Skip Claude Code if:

  • You need GPT-5.5 / Gemini 3.1 Pro access (it’s Claude-only).
  • Fable 5 access matters and you’re outside the US.
  • You’re budget-constrained and the June 22 credit paywall makes Pro economics worse for your usage.

When to pick Gemini CLI

Pick Gemini CLI if:

  • You want the best free tier (1,000 requests/day at the Gemini 3.1 Pro tier).
  • You need 1M-token context as a default (Gemini 3.1 Pro / 3.5 Flash).
  • You’re a Google Cloud customer and want tight integration.
  • You’re doing research-heavy work — long-document analysis, code+docs reasoning.
  • You want open-source Apache 2.0 transparency.

Skip Gemini CLI if:

  • You want the highest benchmark performance (Codex and Claude Code both lead).
  • You need the deepest agentic CLI UX (Claude Code is more mature).

What about Claude Fable 5?

Fable 5 launched June 9, 2026 (Anthropic’s first publicly accessible Mythos-class model) at $10 input / $50 output per million tokens. It is US-only following a US government restriction on Mythos-class capabilities.

As of June 14, Fable 5 is not yet on the public Terminal-Bench 2.1 leaderboard — the June 9 leaderboard predates broad Fable 5 deployment in coding agents. Early reports suggest Fable 5 will push Claude Code’s Terminal-Bench score above its current 78.9% and likely above Opus 4.8’s SWE-Bench Pro 69.2%, but neither has been verified.

Watch for an updated Terminal-Bench 2.2 leaderboard in late June or July 2026.

If you’re in the US, you can already select Fable 5 inside Claude Code and Cursor — see How to switch to Claude Fable 5.

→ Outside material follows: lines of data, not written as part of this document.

Issue #16205, opened 2024-04-19
File size display in file browser should use correct units


msanchezst:
### Problem

We have noticed that the file size displayed in the Jupyterlab file browser appears to be using an incorrect unit. The file sizes are reported in MiB but the displayed units are MB,GB, and so on. This is confusing as the actual size is not accurately represented. 

### Proposed Solution

I would recommend updating the file browser to display the file sizes using the correct units (MiB) to match the actual file sizes reported by the OS.  

<img width="1796" alt="Screenshot" src="https://github.com/jupyterlab/jupyterlab/assets/106176704/3e92610b-23fe-45fe-9b85-2efb2dff3fae">

In the screenshot above, the units displayed in the File Explorer should be MiB

### Additional context

Has this issue been evaluated in the past and decided to report the file sizes in this way? If so, I'm curious to understand the reasoning behind that decision.

krassowski:
Quick look: I think that the file manager in `jupyter-server` by default returns size in bytes, based on [this code](https://github.com/jupyter-server/jupyter_server/blob/af1342df16963b952374b9cb110db2121423f24f/jupyter_server/services/contents/filemanager.py#L230-L243) referencing `st_size` which normally is in bytes.

Then on frontend this is formatted here

https://github.com/jupyterlab/jupyterlab/blob/b3f0b44b1136e50b757ad23db4b02d44ccd80740/packages/filebrowser/src/listing.ts#L2695-L2700

Using this function:

https://github.com/jupyterlab/jupyterlab/blob/b3f0b44b1136e50b757ad23db4b02d44ccd80740/packages/filebrowser/src/listing.ts#L3007-L3027

krassowski:
Does it make more sense to show MiB vs MB? What do most file browsers show? Real-estate-wise MB is shorter. Should it be configurable?

msanchezst:
@krassowski thank you for your quick response!  Based on this:

https://github.com/jupyterlab/jupyterlab/blob/b3f0b44b1136e50b757ad23db4b02d44ccd80740/packages/filebrowser/src/listing.ts#L2695-L2700

it looks to me that the value set for `k` in the `formatFileSize`, the formatted file size is converted to Bi Units (KiB,MiB,GiB), but the labels here are incorrect: 

https://github.com/jupyterlab/jupyterlab/blob/b3f0b44b1136e50b757ad23db4b02d44ccd80740/packages/filebrowser/src/listing.ts#L3020

[...]

PR #17556, opened 2025-05-08
Auto-open uploaded files with size and settings control

### LINKED ISSUE #17493: Auto-open uploaded notebook/file after upload
### Problem

When uploading a notebook to work on, it is hard to find it after it was uploaded.

### Proposed Solution

When user uses the upload button either:
- open the uploaded notebook/file
- display a notification with a button allowing to open the notebook/file

Questions:
- a) should we open all file types or only notebooks and text files?
- b) should we display the notification about upload complete for both upload button and drag-and-drop?
- c) when user uploads multiple files should we open them all?
- d) if user uploads a large file which could freeze the UI when opened, should we still open it? Should there be a size limit for auto-open?
- e) should it be opt-in or opt-out?

### Additional context

- Google Colab opens the uploaded notebook straightaway. Colab only allows to upload one notebook at a time.
- Google Drive shows a little notification in the right corner allowing to open the uploaded file or to display its location:
   Image

Darshan808:
### Description:

This PR adds a new plugin that improves the UX of file uploads in the File Browser:

- Automatically opens uploaded files if it's a single file and within a size threshold.
- Shows a notification with “Open All” for multiple uploads or large files.
 image
- Introduces two new user settings under filebrowser:
  - `autoOpenUploads` (default: `true`)
  - `maxAutoOpenSizeMB` (default: `50`)

Since `FileBrowserModel` does not distinguish between single and multiple file uploads, I added a new `filesUploaded` signal in the `Uploader` class to emit upload results, which this plugin listens to.

### DIFF
--- a/galata/test/galata/filebrowser.spec.ts
+++ b/galata/test/galata/filebrowser.spec.ts
@@ -2,6 +2,8 @@
 // Distributed under the terms of the Modified BSD License.
 
 import { expect, test } from '@jupyterlab/galata';
+import * as fs from 'fs';
+import * as path from 'path';
 
 const DEFAULT_NAME = 'Untitled.ipynb';
 
@@ -44,5 +46,74 @@ test.describe('filebrowser helper', () => {
     await expect(
       page.getByRole('main').getByRole('tab', { name: DEFAULT_NAME })
     ).toHaveCount(2);
+  });
+});
+
+test.describe('upload auto-open behavior', () => {
+  test.beforeEach(async ({ page }) => {
+    await page.activity.closeAll();
+  });
+
+  test('small notebook uploads and opens automatically', async ({
+    page,
+    tmpPath
+  }) => {
+    const nbName = 'small.ipynb';
+    const nbPath = path.join(tmpPath, nbName);
+    fs.mkdirSync(tmpPath, { recursive: true });
+    fs.writeFileSync(
+      nbPath,
+      JSON.stringify({
+        cells: [],
+        metadata: {},
+        nbformat: 4,
+        nbformat_minor: 5
+      })
+    );
+
+    await page.filebrowser.openDirectory(tmpPath);
+
+    // Intercept the file chooser that the Upload button triggers
+    const [fileChooser] = await Promise.all([
+      page.waitForEvent('filechooser'),
+      page.getByTitle('Upload').click()
+    ]);
+    await fileChooser.setFiles(nbPath);
+    await page
+      .locator('.jp-Dialog')
+      .getByRole('button', { name: 'Select Kernel', exact: true })
+      .click();
+    expect(await page.activity.isTabActive(nbName)).toBe(true);
+  });
+
+  test('large notebook (>50 MB) uploads but does not auto-open (notification shown)', async ({
+    page,
+    tmpPath
+  }) => {
+    const bigName = 'big.ipynb';
+    const bigPath = path.join(tmpPath, bigName);
+    const minimal = JSON.stringify({
+      cells: [],
+      metadata: {},
+      nbformat: 4,
+      nbformat_minor: 5
+    });
+    const repeat = Math.ceil((52 * 1024 * 1024) / minimal.length);
+    fs.mkdirSync(tmpPath, { recursive: true });
+    fs.writeFileSync(bigPath, minimal.repeat(repeat));
+
+    await page.filebrowser.openDirectory(tmpPath);
+
+    const [fileChooser] = await Promise.all([
+      page.waitForEvent('filechooser'),
+      page.getByTitle('Upload').click()
+    ]);
+    await fileChooser.setFiles(bigPath);
+
+    expect(await page.activity.isTabActive(bigName)).toBe(false);
+    await page.getByRole('button', { name: 'Upload', exact: true }).click();
+    //Wait for upload to finish
+    await page.waitForTimeout(1500);
+    await expect(page.getByText(/Uploaded big\.ipynb.*/)).toBeVisible();
   });
 });
--- a/packages/filebrowser-extension/schema/browser.json
+++ b/packages/filebrowser-extension/schema/browser.json
@@ -242,6 +242,18 @@
       "title": "Navigate files and directories with single click",
       "description": "Whether to allow single click selection on file browser items",
       "default": false
+    },
+    "autoOpenUploads": {
+      "type": "boolean",
+      "title": "Auto-open uploads",
+      "description": "Automatically open uploaded notebooks",
+      "default": true
+    },
+    "maxAutoOpenSizeMB": {
+      "type": "number",
+      "title": "Max auto-open size",
+      "description": "Maximum file size (MB) to auto-open",
+      "default": 50
     }
   },
   "additionalProperties": false,
--- a/packages/filebrowser-extension/src/index.ts
+++ b/packages/filebrowser-extension/src/index.ts
@@ -20,6 +20,7 @@ import {
   ICommandPalette,
   InputDialog,
   IToolbarWidgetRegistry,
+  Notification,
   setToolbar,
   showErrorMessage,
   WidgetTracker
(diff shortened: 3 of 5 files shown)


packages/filebrowser-extension/schema/browser.json
```diff
@@ -242,6 +242,18 @@
...
+    "autoOpenUploads": {
+      "type": "boolean",
+      "title": "Auto-open uploads",
+      "description": "Automatically open uploaded notebooks",
+      "default": true
+    },
+    "maxAutoOpenSizeMB": {
+      "type": "number",
+      "title": "Max auto-open size",
+      "description": "Maximum file size (MB) to auto-open",
```
krassowski, line 255:
```suggestion
      "description": "Maximum file size (MB) to auto-open files on upload",
```

packages/filebrowser-extension/schema/browser.json
```diff
@@ -242,6 +242,18 @@
       "title": "Navigate files and directories with single click",
       "description": "Whether to allow single click selection on file browser items",
       "default": false
+    },
+    "autoOpenUploads": {
+      "type": "boolean",
+      "title": "Auto-open uploads",
+      "description": "Automatically open uploaded notebooks",
```
krassowski, line 249: Is it notebooks and files?

```suggestion
      "description": "Automatically open uploaded notebooks and files",
```

packages/filebrowser/src/upload.ts
```diff
@@ -34,6 +36,13 @@ export class Uploader extends ToolbarButton {
     this.addClass('jp-id-upload');
   }
 
+  /**
+   * A signal emitted with file info when a batch of upload completes .
```
krassowski, line 40:
```suggestion
   * A signal emitted with file info when a batch of upload completes.
```

packages/filebrowser-extension/src/index.ts
```diff
@@ -903,6 +904,114 @@ const openUrlPlugin: JupyterFrontEndPlugin<void> = {
...
+        } else {
+          // multi-file case
+          Notification.emit(
+            `Upload Complete (${models.length} files)`,
+            'info',
+            {
+              autoClose: 5000,
+              actions: [
+                {
+                  label: 'Open All',
```
krassowski, line 991: Needs translation wrapper.

packages/filebrowser-extension/src/index.ts
```diff
@@ -903,6 +904,114 @@ const openUrlPlugin: JupyterFrontEndPlugin<void> = {
...
+                file.size
+                  ? ` (${(file.size / (1024 * 1024)).toFixed(1)} MB)`
+                  : ''
+              }`,
+              'info',
+              {
+                autoClose: 5000,
+                actions: [
+                  {
+                    label: 'Open File',
```
krassowski, line 966: Needs translation wrapper

packages/filebrowser-extension/src/index.ts
```diff
@@ -903,6 +904,114 @@ const openUrlPlugin: JupyterFrontEndPlugin<void> = {
...
+            // open immediately
+            void app.commands
+              .execute('docmanager:open', { path: file.path })
+              .catch(err => {
+                void showErrorMessage(`Opening ${file.name} failed`, err);
+              });
+          } else {
+            // notify and offer an “Open” button
+            Notification.emit(
+              `Uploaded ${file.name}${
```
krassowski, line 956: Need translation

krassowski (commented):
I wonder if we need to be more selective with auto-opening files; for example, should we avoid auto-opening `.zip`/`.gz` and other archives and binary files? These do not work well with plain JupyterLab when opened with the default editor and just show infinite spinner:

image

Also, I wonder if there should be different size limits for files and notebooks. It is reasonable to open a 200 MB notebook, but a 200 MB txt file would likely choke the editor.

Darshan808:
>  I wonder if there should be different size limits for files and notebooks. It is reasonable to open a 200 MB notebook, but a 200 MB txt file would likely choke the editor.

We could definitely consider adding different size limits for notebooks and files, but I did a quick check and interestingly, I didn't observe much difference in the loading times between a 200 MB notebook and a 200 MB text file. In fact, the text file loaded slightly faster in my tests:

- 200 MB notebook: ~4.6 seconds
- 200 MB text file: ~3.8 seconds

Curious to hear your thoughts on this.

Darshan808:
These are the files on which auto-open won't be applied:
```python
const isBinaryFile = ['.zip', '.gz', '.tar', '.rar', '.7z', '.exe', '.bin', '.iso'];
```
Any suggestions on which others to add or are these fine?

packages/filebrowser-extension/src/index.ts
```diff
@@ -903,6 +904,140 @@ const openUrlPlugin: JupyterFrontEndPlugin<void> = {
...
+            }
+            return acc;
+          },
+          []
+        );
+        // Check if the uploaded file has an allowed extension
+        const fileExt = models[0].name
+          .toLowerCase()
+          .slice(models[0].name.lastIndexOf('.'));
+        const isAllowedFileType = allowedExtensions.includes(fileExt);
```
krassowski, line 958: Instead of `lastIndexOf` we may need to loop over them and check suffixes because the extensions may be composite, e.g. `.table.json` as per https://jupyterlab.readthedocs.io/en/4.1.x/api/interfaces/docregistry.DocumentRegistry.IFileType.html#extensions

packages/filebrowser-extension/src/index.ts
```diff
@@ -903,6 +904,140 @@ const openUrlPlugin: JupyterFrontEndPlugin<void> = {
...
+        | undefined;
+      if (!uploader) {
+        console.warn('Uploader widget not found');
+        return;
+      }
+
+      uploader.filesUploaded.connect((_sender, models) => {
+        // single-file case
+        // Get all allowed extensions from default file types
+        const defaultFileTypes = DocumentRegistry.getDefaultFileTypes();
```
krassowski, line 944: Not sure if we should use only the default file types or request a token and get all file types, including these registered by extensions. What do you think?

Darshan808: I couldn't find any specific token to get those, but I used `app.docRegistry.fileTypes()` instead. From what I can tell, it does include the file types registered by other extensions as well. Let me know if there's a better approach!

galata/test/galata/filebrowser.spec.ts
```diff
@@ -46,3 +48,72 @@ test.describe('filebrowser helper', () => {
...
+      page.waitForEvent('filechooser'),
+      page.getByTitle('Upload').click()
+    ]);
+    await fileChooser.setFiles(bigPath);
+
+    expect(await page.activity.isTabActive(bigName)).toBe(false);
+    await page.getByRole('button', { name: 'Upload', exact: true }).click();
+    //Wait for upload to finish
+    await page.waitForTimeout(1500);
+    await expect(page.getByText(/Uploaded big\.ipynb.*/)).toBeVisible();
```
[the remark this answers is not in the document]
krassowski: It looks like it is still failing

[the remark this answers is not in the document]
Darshan808: It is passing locally, but not sure why its failing on CI. I'll try increasing timeout and see whether it'll help or not.

packages/filebrowser-extension/src/index.ts
```diff
@@ -903,6 +904,140 @@ const openUrlPlugin: JupyterFrontEndPlugin<void> = {
...
+                void showErrorMessage(`Opening ${file.name} failed`, err);
+              });
+          } else {
+            // notify and offer an “Open” button
+            Notification.emit(
+              trans.__(
+                'Uploaded %1%2',
+                file.name,
+                file.size
+                  ? trans.__(' (%1 MB)', (file.size / (1024 * 1024)).toFixed(1))
```
krassowski, line 984: For small files, should we show the size in KB instead? Currently I sometimes see 0.0MB which is somewhat confusing. Or maybe just drop the size if it is negligible?

image

There is a private utility in `@filebrowser/listing` which we could export and reuse (though its implementation is disputed https://github.com/jupyterlab/jupyterlab/issues/16205).

https://github.com/jupyterlab/jupyterlab/blob/b3f0b44b1136e50b757ad23db4b02d44ccd80740/packages/filebrowser/src/listing.ts#L3007-L3027

packages/filebrowser-extension/src/index.ts
```diff
@@ -903,6 +904,140 @@ const openUrlPlugin: JupyterFrontEndPlugin<void> = {
...
+        ) {
+          const file = models[0];
+          if (
+            autoOpen &&
+            file.size &&
+            file.size <= maxSize &&
+            isAllowedFileType
+          ) {
+            // open immediately
+            void app.commands
```
krassowski, line 972: The `void` here may be unnecessary since there is `.catch`, right? Similar in two more places below.

```suggestion
            app.commands
```

packages/filebrowser-extension/schema/browser.json
```diff
@@ -242,6 +242,18 @@
       "title": "Navigate files and directories with single click",
       "description": "Whether to allow single click selection on file browser items",
       "default": false
+    },
+    "autoOpenUploads": {
+      "type": "boolean",
+      "title": "Auto-open uploads",
+      "description": "Automatically open uploaded notebooks and files",
```
krassowski, line 249: Let's make it explicit that non-supported file types will not be opened:

```suggestion
      "description": "Automatically open uploaded notebooks and supported files",
```

packages/filebrowser-extension/src/index.ts
```diff
@@ -903,6 +904,140 @@ const openUrlPlugin: JupyterFrontEndPlugin<void> = {
...
+                    }
+                  }
+                ]
+              }
+            );
+          }
+        } else {
+          // multi-file case
+          Notification.emit(
+            trans.__('Upload Complete (%1 files)', models.length),
```
krassowski, line 1011: I am not 100% sure, but it feels more appropriate to use sentence case here:

```suggestion
            trans.__('Upload complete (%1 files)', models.length),
```

krassowski (commented):
Tested it again, it is looking good to me @Darshan808! Just a few final suggestions before we merge.

packages/filebrowser-extension/src/index.ts
Darshan808: This implementation works well for us. Would it make sense to move it out of the `Private` namespace and export it?

PR #17559, opened 2025-05-08
Use hatch to get the version

### LINKED ISSUE #17558: Translatable strings check needs to be updated (no `setuptools` anymore)
This job: https://github.com/jupyterlab/jupyterlab/actions/runs/14906199682/job/41869168954?pr=17557 failed for a wrong reason., It should have failed due to translatable string modification, but it failed because of `setuptools` not being installed:

```
++ python setup.py --version
  File "/home/runner/work/jupyterlab/jupyterlab/setup.py", line 5, in <module>
    __import__("setuptools").setup()
    ^^^^^^^^^^^^^^^^^^^^^^^^
ModuleNotFoundError: No module named 'setuptools'
+ [[ '' =~ ^[0-9]+\.[0-9]+\.0(\.dev|a|b|rc)[0-9]+$ ]]
+ exit 1
```

We need to update:

https://github.com/jupyterlab/jupyterlab/blob/8401ef9900476b4d9445e19a41fd0a3ebadda125/.github/workflows/check-i18n.yml#L42-L47

krassowski:
## References

Fixes #17558 

## Code changes

Replaces `python setup.py --version` with `hatch version`

To test this change, run:

```
if [[ ( $(hatch version) =~ ^[0-9]+\.[0-9]+\.0(\.dev|a|b|rc)[0-9]+$ )]]; then echo "pre-release"; fi
```

on both `main` and `4.4.x ` branch and see that it correctly prints `pre-release` on `main` and nothing on `4.4.x`

## User-facing changes

None

None

### DIFF
--- a/.github/workflows/check-i18n.yml
+++ b/.github/workflows/check-i18n.yml
@@ -42,7 +42,7 @@ jobs:
             # Set job status as failed if
             # - branch is not "main"
             # - and current version is not a pre release of a zeroed patch version
-            if [[ "${GITHUB_BASE_REF}" != "main" && ! ( $(python setup.py --version) =~ ^[0-9]+\.[0-9]+\.0(\.dev|a|b|rc)[0-9]+$ ) ]]; then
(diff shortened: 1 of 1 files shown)


jtpio (approved):
Thanks!

PR #17563, opened 2025-05-13
Add a `selectionChanged` signal to the file browser

### LINKED ISSUE #14598: Emit a signal when the file browser selected items changes
### Problem

Currently there is no easy way to know when the list of selected items in the file browser changes.

### Proposed Solution

Add a new `selectionChanged` signal on the `FileBrowser`. The args could contain the list of selected items or `void` since they can already be retrieved with `browser.selectedItems()`.

### Additional context

This would directly help Notebook 7 in the case of adding buttons to the file browser toolbar when multiple items are selected: https://github.com/jupyter/notebook/pull/6888

jtpio:
## References

Fixes #14598 

## Code changes

- [x] Add a `selectionChanged` signal to the file browser and emit it when the file browser selection changes
- [x] Add tests

## User-facing changes

None for regular users.

This will mostly be useful for Notebook 7 which displays some action buttons based on the current selection, and had to workaround that for now in https://github.com/jupyter/notebook/pull/6888

None.

Of note, the handling of the selection could have been moved to a proper class (owning the signal and the selected path), had `selection` not been `protected` in `DirListing`. But since it's `protected` and may be used in derived classes, better not change it and keep it as it is.

### DIFF
--- a/docs/source/extension/extension_migration.rst
+++ b/docs/source/extension/extension_migration.rst
@@ -9,6 +9,15 @@ Extension Migration Guide
 JupyterLab 4.4 to 4.5
 ---------------------
 
+File Browser updates
+^^^^^^^^^^^^^^^^^^^^
+
+The file browser now emits a ``selectionChanged`` signal when the selected files and folders change.
+
+If you maintain an extension which implements a subclass of ``DirListing`` that changes selection, it is recommended to
+emit the ``selectionChanged`` signal when the selection changes. This will ensure that any listeners to the
+``selectionChanged`` signal are notified of the change.
+
 API updates
 ^^^^^^^^^^^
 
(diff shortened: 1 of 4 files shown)


krassowski:
> had `selection` not been `protected` in `DirListing`. But since it's `protected` and may be used in derived classes

Should this PR also add a note to extension migration guide recommending that if someone implements a subclass of `DirListing` which changes `selection` they now should emit `selectionChanged`? This could be relevant to extensions like `jupyterlab-unfold`.

jtpio:
Thanks @krassowski for the review and suggestion!

That makes sense, I'll push a change for this now.

krassowski:
Does toggling the selection on Ctrl + space need to emit `selectionChanged` too?

https://github.com/jupyterlab/jupyterlab/blob/cafbf1758d9b91f3f8ea638a0b0471a96b8ea605/packages/filebrowser/src/listing.ts#L1743-L1749

jtpio:
> Does toggling the selection on Ctrl + space need to emit `selectionChanged` too?

I think so, looks like this one was missed, thanks for catching it!

krassowski (approved):
Thank you @jtpio!

Issue #16690, opened 2024-08-18
Ctrl + A in file browser listing should select all files


krassowski:
### Problem

Moving or downloading multiple files is cumbersome as I need to select all by clicking multiple files, using shift + click or using the checkbox. It should be easier.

Free / open-source alternatives

If you don’t want to pay any vendor, three options stand out as of June 2026:

ToolLicenseStarsNotes
Gemini CLIApache 2.01,000 free requests/day with Gemini 3.1 Pro
AiderApache 2.0~30KYou pay only LLM API costs; model-agnostic; Polyglot benchmark reference
OpenCodeMIT172,198Most-starred open source agent; supports 75+ providers

OpenCode is the most popular open-source agent by GitHub stars and adopts a model-agnostic posture similar to Aider. Both are strong choices if you want to avoid vendor lock-in.

The decision tree

Question 1: Do you want the highest benchmark score on terminal tasks?
  Yes → Codex CLI + GPT-5.5 (83.4% Terminal-Bench 2.1)
  No  → Continue to Q2.

Question 2: Do you want the highest depth on real GitHub issue fixes?
  Yes → Claude Code + Opus 4.8 (69.2% SWE-Bench Pro)
  No  → Continue to Q3.

Question 3: Are you budget-constrained and want a generous free tier?
  Yes → Gemini CLI (1,000 free req/day at Gemini 3.1 Pro tier)
  No  → Continue to Q4.

Question 4: Do you want model-agnostic open source?
  Yes → Aider or OpenCode
  No  → GitHub Copilot CLI (cheapest paid at $10/mo)

Scores from the public tbench.ai Terminal-Bench 2.1 leaderboard and llm-stats.com SWE-Bench Verified leaderboard, verified June 14, 2026. Watch for Terminal-Bench 2.2 results with Fable 5 in late June or July 2026.